_Action item_.
Output exactly the lines from the one containing "Optimize getting byteLength" to the last line of the material, inclusive, and nothing more.

......

PR #3590, opened 2023-02-17
Optimize getting byteLength in MemoryView::new

rlane:
This js_sys::Reflect call was taking about 20% of my [application's](https://oort.rs) CPU time. After this change MemoryView::new only consumes 1% of total CPU.


syrusakbary:
Great catch! Merging

syrusakbary (approved):

PR #3598, opened 2023-02-22
Wasix multithreading fix

john-sharratt:
There was a thread corruption issue causes when real threads spawned a thread
multiple times. This occurred because the thread context was being reused
from previously exited threads.

Also there was a bug in the `futex_wait` callback where it was not correctly
returning the woken event


theduke (approved):
Good call.

I thought something fishy was going on there when reading over the code when doing some other refactoring recently.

......

_Answer section_.
Optimize getting byteLength in MemoryView::new

rlane:
This js_sys::Reflect call was taking about 20% of my [application's](https://oort.rs) CPU time. After this change MemoryView::new only consumes 1% of total CPU.


syrusakbary:
Great catch! Merging

syrusakbary (approved):

PR #3598, opened 2023-02-22
Wasix multithreading fix

john-sharratt:
There was a thread corruption issue causes when real threads spawned a thread
multiple times. This occurred because the thread context was being reused
from previously exited threads.

Also there was a bug in the `futex_wait` callback where it was not correctly
returning the woken event


theduke (approved):
Good call.

I thought something fishy was going on there when reading over the code when doing some other refactoring recently.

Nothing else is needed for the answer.